Your assignment.
In the records below, find the lines that include "platform" and copy each.

(Stored data)
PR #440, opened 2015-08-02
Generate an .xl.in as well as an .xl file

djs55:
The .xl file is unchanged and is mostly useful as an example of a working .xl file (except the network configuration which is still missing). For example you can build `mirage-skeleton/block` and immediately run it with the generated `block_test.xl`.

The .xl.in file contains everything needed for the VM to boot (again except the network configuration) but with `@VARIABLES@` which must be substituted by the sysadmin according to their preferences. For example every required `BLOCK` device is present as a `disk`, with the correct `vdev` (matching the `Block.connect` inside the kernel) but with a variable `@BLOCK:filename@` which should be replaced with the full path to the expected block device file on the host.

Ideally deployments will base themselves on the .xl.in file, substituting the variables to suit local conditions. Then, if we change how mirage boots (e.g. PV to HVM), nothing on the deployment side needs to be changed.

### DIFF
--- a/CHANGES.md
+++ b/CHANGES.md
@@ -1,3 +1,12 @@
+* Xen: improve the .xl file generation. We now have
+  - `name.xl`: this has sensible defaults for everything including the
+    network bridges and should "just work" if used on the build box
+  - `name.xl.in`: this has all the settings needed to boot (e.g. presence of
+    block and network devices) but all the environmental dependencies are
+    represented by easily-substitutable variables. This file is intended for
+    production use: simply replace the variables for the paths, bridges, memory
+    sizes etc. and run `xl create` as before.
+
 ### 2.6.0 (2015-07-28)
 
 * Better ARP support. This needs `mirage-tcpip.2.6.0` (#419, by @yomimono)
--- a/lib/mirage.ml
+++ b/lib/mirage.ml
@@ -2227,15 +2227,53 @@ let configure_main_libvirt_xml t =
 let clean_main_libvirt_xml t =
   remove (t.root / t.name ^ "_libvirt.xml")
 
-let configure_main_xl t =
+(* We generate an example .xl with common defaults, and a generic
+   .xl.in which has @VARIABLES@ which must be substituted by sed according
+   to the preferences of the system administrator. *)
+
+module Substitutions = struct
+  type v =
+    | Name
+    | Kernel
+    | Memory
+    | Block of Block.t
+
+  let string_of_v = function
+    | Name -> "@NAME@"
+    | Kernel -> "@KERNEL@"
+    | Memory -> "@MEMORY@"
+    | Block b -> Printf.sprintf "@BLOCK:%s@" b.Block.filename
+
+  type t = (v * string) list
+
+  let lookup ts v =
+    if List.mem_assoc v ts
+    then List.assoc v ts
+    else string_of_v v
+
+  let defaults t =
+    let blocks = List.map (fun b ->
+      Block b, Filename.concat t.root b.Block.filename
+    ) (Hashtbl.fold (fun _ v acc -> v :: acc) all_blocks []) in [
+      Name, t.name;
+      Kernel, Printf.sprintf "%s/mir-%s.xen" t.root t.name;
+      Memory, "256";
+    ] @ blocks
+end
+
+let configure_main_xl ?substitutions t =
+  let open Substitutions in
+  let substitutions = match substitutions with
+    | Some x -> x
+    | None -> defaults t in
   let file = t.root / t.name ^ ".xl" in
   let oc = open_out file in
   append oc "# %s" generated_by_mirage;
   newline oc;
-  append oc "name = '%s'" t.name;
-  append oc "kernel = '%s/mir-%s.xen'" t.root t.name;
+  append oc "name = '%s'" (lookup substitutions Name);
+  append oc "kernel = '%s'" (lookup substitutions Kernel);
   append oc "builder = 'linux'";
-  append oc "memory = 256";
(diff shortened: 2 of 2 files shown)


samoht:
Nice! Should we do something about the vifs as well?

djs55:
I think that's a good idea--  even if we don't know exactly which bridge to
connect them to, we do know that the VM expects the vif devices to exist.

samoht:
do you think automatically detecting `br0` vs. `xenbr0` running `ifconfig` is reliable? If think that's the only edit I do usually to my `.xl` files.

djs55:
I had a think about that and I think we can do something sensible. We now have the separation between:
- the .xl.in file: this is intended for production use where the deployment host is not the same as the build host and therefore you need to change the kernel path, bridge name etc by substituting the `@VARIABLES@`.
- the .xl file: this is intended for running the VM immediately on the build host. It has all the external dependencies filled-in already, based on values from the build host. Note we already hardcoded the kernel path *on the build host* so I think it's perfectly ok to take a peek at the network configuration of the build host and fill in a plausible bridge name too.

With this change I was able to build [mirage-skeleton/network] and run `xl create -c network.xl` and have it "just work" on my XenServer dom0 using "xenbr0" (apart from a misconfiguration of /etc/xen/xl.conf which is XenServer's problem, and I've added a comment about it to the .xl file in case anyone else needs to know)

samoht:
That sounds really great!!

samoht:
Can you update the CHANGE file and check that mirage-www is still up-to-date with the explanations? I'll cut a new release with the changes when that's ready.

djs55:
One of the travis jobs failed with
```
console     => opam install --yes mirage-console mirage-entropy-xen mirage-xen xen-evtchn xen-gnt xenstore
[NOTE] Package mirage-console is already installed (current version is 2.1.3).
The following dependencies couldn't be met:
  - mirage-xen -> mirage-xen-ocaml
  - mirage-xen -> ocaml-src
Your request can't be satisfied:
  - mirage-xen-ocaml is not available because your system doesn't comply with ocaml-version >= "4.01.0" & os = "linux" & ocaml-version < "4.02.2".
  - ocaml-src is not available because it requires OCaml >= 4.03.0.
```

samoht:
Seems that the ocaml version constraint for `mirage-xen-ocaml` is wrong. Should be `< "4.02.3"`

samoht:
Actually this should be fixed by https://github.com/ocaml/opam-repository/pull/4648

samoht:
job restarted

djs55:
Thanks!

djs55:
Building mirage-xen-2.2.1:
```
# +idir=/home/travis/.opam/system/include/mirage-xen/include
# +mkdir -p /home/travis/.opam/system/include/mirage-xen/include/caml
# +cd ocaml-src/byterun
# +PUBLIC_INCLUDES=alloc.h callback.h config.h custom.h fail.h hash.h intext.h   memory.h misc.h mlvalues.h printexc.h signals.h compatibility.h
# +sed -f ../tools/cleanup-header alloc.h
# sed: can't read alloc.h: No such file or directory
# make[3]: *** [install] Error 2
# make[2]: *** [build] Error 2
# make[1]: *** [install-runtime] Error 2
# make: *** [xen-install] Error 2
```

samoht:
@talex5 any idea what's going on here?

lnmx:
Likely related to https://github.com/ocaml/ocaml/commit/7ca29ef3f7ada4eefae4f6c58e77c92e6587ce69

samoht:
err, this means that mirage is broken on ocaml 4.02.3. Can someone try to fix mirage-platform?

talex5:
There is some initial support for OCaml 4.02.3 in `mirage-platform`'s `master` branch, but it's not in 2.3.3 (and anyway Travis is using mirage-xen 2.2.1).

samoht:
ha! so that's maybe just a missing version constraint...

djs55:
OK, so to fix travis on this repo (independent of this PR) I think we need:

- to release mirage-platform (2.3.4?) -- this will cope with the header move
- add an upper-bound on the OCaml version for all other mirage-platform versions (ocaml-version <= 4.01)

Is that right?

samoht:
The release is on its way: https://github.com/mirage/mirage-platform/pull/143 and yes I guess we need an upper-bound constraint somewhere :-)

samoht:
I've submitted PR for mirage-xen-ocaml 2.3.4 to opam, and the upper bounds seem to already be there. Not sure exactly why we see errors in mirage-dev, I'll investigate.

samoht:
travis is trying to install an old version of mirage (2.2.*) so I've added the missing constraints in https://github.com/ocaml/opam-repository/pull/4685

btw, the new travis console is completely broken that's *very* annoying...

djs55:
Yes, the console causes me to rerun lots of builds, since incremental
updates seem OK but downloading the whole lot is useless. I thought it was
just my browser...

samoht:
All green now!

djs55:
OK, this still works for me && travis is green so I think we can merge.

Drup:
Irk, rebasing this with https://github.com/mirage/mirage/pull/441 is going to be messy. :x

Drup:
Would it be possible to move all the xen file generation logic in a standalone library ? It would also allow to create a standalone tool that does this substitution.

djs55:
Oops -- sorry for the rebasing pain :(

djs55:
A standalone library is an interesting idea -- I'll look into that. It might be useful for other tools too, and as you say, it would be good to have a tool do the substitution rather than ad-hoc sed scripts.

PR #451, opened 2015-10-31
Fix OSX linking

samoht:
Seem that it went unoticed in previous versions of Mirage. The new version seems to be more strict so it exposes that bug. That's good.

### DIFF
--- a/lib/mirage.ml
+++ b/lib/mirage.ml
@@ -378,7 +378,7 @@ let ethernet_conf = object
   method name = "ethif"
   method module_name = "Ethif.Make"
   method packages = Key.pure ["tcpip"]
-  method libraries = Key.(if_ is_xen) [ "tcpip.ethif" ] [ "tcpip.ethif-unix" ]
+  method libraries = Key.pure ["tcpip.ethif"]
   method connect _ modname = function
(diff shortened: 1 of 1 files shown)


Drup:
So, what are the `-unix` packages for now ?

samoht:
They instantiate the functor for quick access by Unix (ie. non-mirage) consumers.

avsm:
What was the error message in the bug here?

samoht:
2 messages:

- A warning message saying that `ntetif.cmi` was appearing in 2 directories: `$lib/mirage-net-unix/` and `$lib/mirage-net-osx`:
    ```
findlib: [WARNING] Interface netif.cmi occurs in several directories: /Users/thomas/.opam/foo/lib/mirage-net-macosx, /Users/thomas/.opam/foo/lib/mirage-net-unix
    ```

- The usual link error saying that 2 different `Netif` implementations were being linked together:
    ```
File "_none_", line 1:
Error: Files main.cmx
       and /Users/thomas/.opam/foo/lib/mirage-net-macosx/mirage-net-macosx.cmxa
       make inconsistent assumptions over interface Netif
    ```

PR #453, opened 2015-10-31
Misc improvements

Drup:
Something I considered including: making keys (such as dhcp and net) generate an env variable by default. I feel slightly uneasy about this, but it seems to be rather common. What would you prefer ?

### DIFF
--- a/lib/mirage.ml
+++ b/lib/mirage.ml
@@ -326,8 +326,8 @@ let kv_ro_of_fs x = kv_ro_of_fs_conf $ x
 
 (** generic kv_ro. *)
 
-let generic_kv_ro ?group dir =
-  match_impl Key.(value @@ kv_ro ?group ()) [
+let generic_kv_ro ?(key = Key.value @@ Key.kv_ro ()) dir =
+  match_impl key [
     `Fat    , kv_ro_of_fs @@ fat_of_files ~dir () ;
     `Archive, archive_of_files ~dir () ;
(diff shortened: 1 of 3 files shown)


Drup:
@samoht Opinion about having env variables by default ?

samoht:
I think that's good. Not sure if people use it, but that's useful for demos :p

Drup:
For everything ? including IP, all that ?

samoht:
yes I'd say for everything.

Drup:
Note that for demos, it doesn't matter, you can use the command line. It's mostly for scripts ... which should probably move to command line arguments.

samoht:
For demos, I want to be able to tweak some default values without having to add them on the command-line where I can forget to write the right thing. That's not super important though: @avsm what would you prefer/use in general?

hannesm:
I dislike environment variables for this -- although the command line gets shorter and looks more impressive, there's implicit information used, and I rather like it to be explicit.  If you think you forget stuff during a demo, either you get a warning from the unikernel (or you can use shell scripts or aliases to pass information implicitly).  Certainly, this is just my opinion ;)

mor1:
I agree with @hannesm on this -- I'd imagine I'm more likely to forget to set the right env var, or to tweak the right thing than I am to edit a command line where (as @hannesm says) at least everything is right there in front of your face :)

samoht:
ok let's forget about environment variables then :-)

Reply.
err, this means that mirage is broken on ocaml 4.02.3. Can someone try to fix mirage-platform?
There is some initial support for OCaml 4.02.3 in `mirage-platform`'s `master` branch, but it's not in 2.3.3 (and anyway Travis is using mirage-xen 2.2.1).
- to release mirage-platform (2.3.4?) -- this will cope with the header move
- add an upper-bound on the OCaml version for all other mirage-platform versions (ocaml-version <= 4.01)
The release is on its way: https://github.com/mirage/mirage-platform/pull/143 and yes I guess we need an upper-bound constraint somewhere :-)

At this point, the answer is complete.